Saved entries:
PR #441, opened 2023-11-29
Feature/nrse interface

mgovers:
add Newton-Raphson for state estimation as an experimental internal-only calculation method.

NOTE: this is the interface only. actual implementations in #438 

Relates to #369


nitbharambe (approved):

mgovers:
Merging even though Sonar Cloud quality gate fails because it's literally (deliberately) empty functionality. Implementation will come in #438

PR #442, opened 2023-12-01
Feature/nrse validation case

mgovers:
add test validation case for state estimation inspired by #237 . For this specific case, the iterative linear and Newton-Raphson calculation methods are expected to result in different global optima. In particular, the following different 

* multiple power sensors on same appliance are aggregated using Kalman filter
* power sensors across several appliances on the same node are added as independent random variables
* power sensors across several nodes are treated differently:
  * iterative linear: only apparent power is treated as a single symmetric complex measurement with only (real) variance
  * Newton Raphson: active and reactive power are treated as independent real measurements with separate variances

this means that when there is mixing of total active and reactive powerflow across nodes, iterative linear will produce the same result when `sigma_p` and `sigma_q` are varied, as long as the variance of the total aggregated apparent power remains the same for each node.

Newton-Raphson, on the other hand, should produce results that have a smaller `p_residual` when the `sigma_p` decreases (and `sigma_q` is increased), and vice versa.


TonyXiang8787:
@mgovers If I understand correctly, we can merge this. And create a new test case for NRSE with the same input data but different expected result data?

TonyXiang8787 (approved):

PR #1006, opened 2025-05-30
Documentation: add advanced programming terminology documentation

mgovers:
Prep for design discussion on main model cleanup as well as follow-up of discussions during the meet-up.


docs/advanced_documentation/terminology.md
```diff
@@ -0,0 +1,329 @@
...
+
+* The C API is a native data interface. Although the power grid model can check whether the input
+  contain null-pointers (`nullptr`/`NULL`/`0` values where they are not allowed) and can act
+  accordingly, it is not possible to check whether a non-null pointer was actually valid. The
+  behavior of the power grid model in such cases is [undefined](#undefined-behavior-ub-as-a-bug).
+  This is also true for any other native interface that deals with pointers.
+  It is the users' responsibility to provide correct input data. See also [below](#bad-input).
+* If the input data provided to the power grid model is incorrect, the power grid model cannot
+  guarantee that it will be able to find and handle that correctly. The behavior is
+  [undefined](#undefined-behavior-ub-as-a-bug). This is also true for any other native interface.
```
figueroa1395: You mention the phrase "This is also true for any other native interface" several times, and I agree with it. However, since it is such a strong statement, can we cite this? Probably not, but worth doing a quick search.

docs/advanced_documentation/terminology.md
```diff
@@ -0,0 +1,329 @@
...
+  It is the users' responsibility to provide correct input data. See also [below](#bad-input).
+* The Python wrapper contains human-readable code. Some people consider this a weakness of Python as
+  a programming language. Always make sure to treat your Python code and configuration files as
+  company secrets.
```
figueroa1395: Even though I agree with what is written here, does it belong under the security vulnerability heading?

docs/advanced_documentation/terminology.md
```diff
@@ -0,0 +1,329 @@
...
+error handling.
+
+Their visibility makes solving them usually easy. If you encounter them, please report them. We will
+usually post announcements regarding bugs of this nature.
+
+#### Undefined behavior bugs
+
+See also [below](#undefined-behavior-ub-as-a-bug).
+
+Although the power grid model takes all the care they can in preventing
```
figueroa1395:
```suggestion
Although the power grid model takes all the care it can in preventing
```

nitbharambe:
Its quite nice that all possible cases are collected and that we are aware of uncertain things present in the library. But I am not sure where this page should lie as the complete list is irrelevant to the user and maybe also for a less involved opensource developer. Nevertheless, quite useful.

What if 
* We split whole of bad input + Incorrect results, Nonsensical results, Incorrect exceptions into one section and rest into other? This section can lie in the user manual.
* Or we have a small section in user manual mentioning these different cases of issues linking to their explanation in this page.

docs/advanced_documentation/terminology.md
```diff
@@ -0,0 +1,329 @@
...
+[undefined behavior](#undefined-behavior-ub-as-a-bug) like infinite loops or extreme blow-up of the
+data usage, it is still possible that such behavior exists in the code. If you find any such issues,
+please report the issue and we will fix them as soon as possible.
+
+#### Incorrect exceptions
+
+Sometimes, exceptions are raised when they should not be. For example, a `NotObservableError` that
+is raised, even though the scenario actually contains an observable grid, would be a bug. They can
```
figueroa1395: I find the wording a bit weird here. Maybe something along the lines of:

```suggestion
Sometimes, exceptions are raised when they should not be. For example, a `NotObservableError` that
is raised when the current scenario contains an observable grid, would be a bug. They can
```

docs/advanced_documentation/terminology.md
```diff
@@ -0,0 +1,329 @@
...
+In certain cases, the [data validator](../user_manual/data-validator.md) can catch data issues.
+However, it is not guaranteed to provide an exhaustive check.
+
+#### Unsupported input
+
+The power grid model explicitly forbids certain (combinations of) values. For example, a negative
+`u_rated` on a node is not allowed. Unsupported input will always be documented in the
+power grid model documentation.
+
+Checking every single combination of input parameters would come at a significant performance cost
```
figueroa1395:
```suggestion
Checking every single combination of input parameters would come at a significant performance cost.
```

docs/advanced_documentation/terminology.md
```diff
@@ -0,0 +1,329 @@
...
+In addition, for most use cases, incorrect input data happens mostly during the development phase of
+a user workflow. In production environments, when performance is usually important, the data is
+usually already sanitized and can be assumed to be correct. Because of this, assuring the
+correctness is the users' responsibility.
```
figueroa1395:
```suggestion
correctness of the input data is the users' responsibility.
```

docs/advanced_documentation/terminology.md
```diff
@@ -0,0 +1,329 @@
...
+
+#### Incorrect input
+
+The power grid model assumes that the input data is correct. Of course, the power grid model cannot
+know whether a user provided the grid correctly. For example, if the user adds a source to the wrong
+node, the power grid model can only obey.
+
+Input correctness is entirely the users' responsibility. The
+[power-grid-model-ds visualiser](https://power-grid-model-ds.readthedocs.io/en/stable/visualizer.html)
+may provide some tools to help with the investigation.
```
figueroa1395: I think this and the above (Incorrect input) can be combined together. Thoughts?

docs/advanced_documentation/terminology.md
```diff
@@ -0,0 +1,329 @@
...
+  * Short-circuit solutions (spurious)
+  * Divergent domain (spurious)
+  * Differences in amount of iterations before convergence is reached (not spurious)
+
+#### Non-spurious edge cases
+
+In non-spurious edge cases, the current behavior of the power grid model is actually correct.
+
+Many edge cases are inherent to the problem statement, like the amount of iterations it takes before
+a solution is found in an iterative calculation method, are not problematic. Even if you encounter
```
figueroa1395: What did you intend to say with "are not problematic"? Phrasing seems weird.

docs/advanced_documentation/terminology.md
```diff
@@ -0,0 +1,329 @@
...
+may be extremely difficult to find and/or resolve. Occasionally, even, more research is still needed
+before a satisfactory fix to the edge case can be found. An example of the latter is shown in
+[this paper](https://doi.org/10.48550/arXiv.2504.11650), which was published as collaboration
+between ICT for industy and power grid model.
+
+#### Resolving edge cases
+
+If you encounter any edge case, please double-check your data quality, e.g., by running our
+[data validator](../user_manual/data-validator.md) and verifying that the source of your data is
+up-to-date and correct. Please also try things like increasing the error tolerance to see if that
```
figueroa1395:
```suggestion
up-to-date and correct. Please also try things like increasing the error tolerance or the number of iterations (when applicable) to see if that
```

docs/advanced_documentation/terminology.md
```diff
@@ -0,0 +1,329 @@
...
+changes the behavior from unspecified behavior to specified exception-throwing.
+
+**NOTE:** PRs changing unspecified behavior may still be marked as a bugfix PR, if developers
+consider the previous behavior unexpected and/or undesirable. Examples are fixes to the behavior of
+a new feature that is still experimental/under development, but for which the developers thought
+that the behavior was already correctly implemented, before they found out that it was not.
+
+##### Undefined behavior (subclass)
+
+Undefined behavior is also a subclass of undefined behavior that is defined as follows:
```
figueroa1395: Is this phrasing intended? UB is a subclass of UB itself?

docs/advanced_documentation/terminology.md
```diff
@@ -0,0 +1,329 @@
...
+and should therefore be avoided. Triggering undefined behavior should always be conidered a bug,
+regardless of whether it is caused by an incorrect internal implementation of the power grid model
+or a result of incorrect usage by a user.
+
+To help both users and maintainers to find incorrect usage of and bugs in the power grid model, it
+uses an error handling mechanism. It also has extended assertion checks in Debug build configuration
+used in test and development environments to prevent internal bugs.
+
+To prevent, find and fix harder-to-find instances of undefined behavior, the power grid model uses
+tools like AddressSanitizer and Sonar Qube Cloud. We strongly recommend all users to do the same -
```
figueroa1395: Nitpick: I believe this is the correct naming.
```suggestion
tools like AddressSanitizer and Sonar QubeCloud. We strongly recommend all users to do the same -
```

docs/advanced_documentation/terminology.md
```diff
@@ -0,0 +1,329 @@
...
+especially the ones using the C API.
+
+If you find or expect any undefined behavior, please report it and/or
+[contribute](../user_manual/model-validation.md#test-case-creation) the repro case, as doing so
```
figueroa1395:
```suggestion
[contribute](../user_manual/model-validation.md#test-case-creation) with a reproducible case, as doing so
```

figueroa1395:
> Its quite nice that all possible cases are collected and that we are aware of uncertain things present in the library. But I am not sure where this page should lie as the complete list is irrelevant to the user and maybe also for a less involved opensource developer. Nevertheless, quite useful.
> 
> What if
> 
> * We split whole of bad input + Incorrect results, Nonsensical results, Incorrect exceptions into one section and rest into other? This section can lie in the user manual.
> * Or we have a small section in user manual mentioning these different cases of issues linking to their explanation in this page.

I think that as long as we explicitly say that the list is not exhaustive and that this belongs in the advanced documentation, it should be okay to keep here and public. However, this would function sort of a public guideline on how do we tackle and consider edge cases, UB, etc., which is very important. Hence it would be nice if the whole team can take a look and see whether we agree on everything written, or if some things need to be added, changed or removed.

docs/advanced_documentation/terminology.md
mgovers: https://en.wikipedia.org/wiki/Garbage_in,_garbage_out

docs/advanced_documentation/terminology.md
mgovers: removed the section

docs/advanced_documentation/terminology.md
mgovers: i had that originally, but i found that they really are 2 different types: one is detectable, the other is not. it's quite difficult to combine them, especially because we're talking terminology here

docs/advanced_documentation/terminology.md
mgovers: rephrased. better?

docs/advanced_documentation/terminology.md
mgovers: yes it is like that in the C++ standard https://en.cppreference.com/w/cpp/language/ub.html

docs/advanced_documentation/terminology.md
mgovers: nope, if we're going to nitpick stylization, it should be SonarQube Cloud according to their own website https://www.sonarsource.com/products/sonarcloud/
image

updated with the correct stylization

mgovers (commented):
resolved comments

> > Its quite nice that all possible cases are collected and that we are aware of uncertain things present in the library. But I am not sure where this page should lie as the complete list is irrelevant to the user and maybe also for a less involved opensource developer. Nevertheless, quite useful.
> > What if
> > 
> > * We split whole of bad input + Incorrect results, Nonsensical results, Incorrect exceptions into one section and rest into other? This section can lie in the user manual.
> > * Or we have a small section in user manual mentioning these different cases of issues linking to their explanation in this page.
> 
> I think that as long as we explicitly say that the list is not exhaustive and that this belongs in the advanced documentation, it should be okay to keep here and public. However, this would function sort of a public guideline on how do we tackle and consider edge cases, UB, etc., which is very important. Hence it would be nice if the whole team can take a look and see whether we agree on everything written, or if some things need to be added, changed or removed.

I agree with @figueroa1395. That was also my intention: to use for (cross-)reference and as a guideline to what we consider best-effort

PR #1010, opened 2025-06-03
CI: add check no label

Jerry-Jinfeng-Guo:
This PR adds the check for no label for PR's.
The `check-blocking-label` YAML file is renamed to `check-pr-label`.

*PROBLEM*. Every line of the data that holds "null" should be counted, and only the total given.

*ANSWER SECTION*. 2